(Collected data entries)
::::::
PR #6616, opened 2026-01-29
feat: support supplemental bundle path for vault upstream authority

heybronson:
**Pull Request check list**

- [x] Documentation updated?

**Affected functionality**

Vault upstream authority plugin

**Description of change**

This PR adds `supplemental_bundle_path` support to the Vault upstream authority plugin, enabling graceful root CA rotation.

Currently, the Vault plugin only includes the current root CA in the trust bundle. When the root CA rotates, workloads with certificates signed by the old root can no longer validate because the old root is immediately replaced. This makes root CA rotation disruptive.

The new `supplemental_bundle_path` configuration option allows operators to specify a PEM file containing additional root CA certificates to include in the trust bundle. This mirrors the existing implementation in the AWS PCA upstream authority plugin.

**Which issue this PR fixes**

related to: https://github.com/spiffe/spire/issues/5101


sorindumitru:
> Currently, the Vault plugin only includes the current root CA in the trust bundle. When the root CA rotates, workloads with certificates signed by the old root can no longer validate because the old root is immediately replaced. This makes root CA rotation disruptive.

Did you actually notice this behaviour in practice? The old CA shouldn't be removed immediately, it should still stay in the bundle while it is in use and for at least 24h after that.

sorindumitru:
Hi @heybronson, just checking in if you had some time to look at this [comment](https://github.com/spiffe/spire/pull/6616#issuecomment-3840383232)

sorindumitru:
@heybronson , we'll close this for now, if you're still interested in this, please reopen.

PR #6632, opened 2026-02-07
Add some notes about supported database versions

sorindumitru:
**Affected functionality**

Added some notes to the sql plugin docs about supported version. This was triggered by lib/pq only officially supporting maintained version of postgresql. As was already the case with mysql, this doesn't mean that it isn't working it's just that we won't be able to test it.

I haven't removed postgres-13 since it hasn't been unmaintained for too long, but if it adds too much to the CI time, we can remove it.

### DIFF
--- a/.github/workflows/stalebot.yaml
+++ b/.github/workflows/stalebot.yaml
@@ -11,7 +11,7 @@ jobs:
       issues: write
       pull-requests: write
     steps:
-    - uses: actions/stale@997185467fa4f803885201cee163a9f38240193d # v10.1.1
::::::
Would you filter the records and copy each line that contains the word "signed"?

Currently, the Vault plugin only includes the current root CA in the trust bundle. When the root CA rotates, workloads with certificates signed by the old root can no longer validate because the old root is immediately replaced. This makes root CA rotation disruptive.
> Currently, the Vault plugin only includes the current root CA in the trust bundle. When the root CA rotates, workloads with certificates signed by the old root can no longer validate because the old root is immediately replaced. This makes root CA rotation disruptive.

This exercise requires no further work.